If ICE decides that removal is to be pursued, then an assessment of the individual’s security and safety risk is made. This includes the decision to detain the individual or if bail can be granted or if the individual should be detained. Detainees of ICE are usually kept at immigrant detention centers but are also sometimes detained at privately contracted prisons.

Bond Hearing

The purpose of a bond hearing is for the judge to set the dollar amount of the bail. Once the bond is set, the individual can opt to either forfeit the bond or agree to return for all hearings.

The criteria on which the judge decides the bond is the individual’s financial ability, method used to enter the country, local family ties and record with the United States law enforcement.

In a bond hearing, ICE is represented by a government lawyer. The lawyer will either agree that the individual is eligible for bond or will argue that the individual shouldn’t be eligible for bond because they are a flight risk or a danger to the community.

Master Calendar Hearing

These are short hearings that determine how a case should proceed. Individuals are presented with a list of charges against them and they have to admit or deny each one, following which the judge decides the date of the next hearing and what defenses against deportation can be considered.

Merits Hearing

Conducted before an Immigration Judge, individuals present arguments for why they should be allowed to remain in the country. Merits hearings can take hours or days. Individuals can have their own lawyer.

At the hearings conclusion, the judge announces whether the individual can remain in the US or not.

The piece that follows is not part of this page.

PR #1808, opened 2026-07-03
perf(agor-ui): isolate transcript streaming re-renders to the streamed message

kgabryje:
While an agent streams, the transcript is the surface users watch — and today every chunk re-evaluates far more of it than necessary. With store-side rAF batching (#1793) landing, updates arrive once per frame; this PR makes one frame's work small: a chunk for task X now invalidates only the streamed message's subtree.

Depending on the outcome, both the individual and ICE have the right to an appeal.

Order of Removal

Unless a person is detained, an immigration judge may either make the decision on the day of the merits hearing or send the decision by mail. The person can stay with his or her family until the decision is received if the decision is sent by mail.

Appeals can be made in case of a negative decision. These appeals can take months and the individual can have to stay incarcerated during the appeals process even if they are eligible for bond.


Federal law demands that deported undocumented immigrants be deported directly back to their home countries. Individuals from Mexico are usually flown to US border cities and either walk or are taken across the border by bus.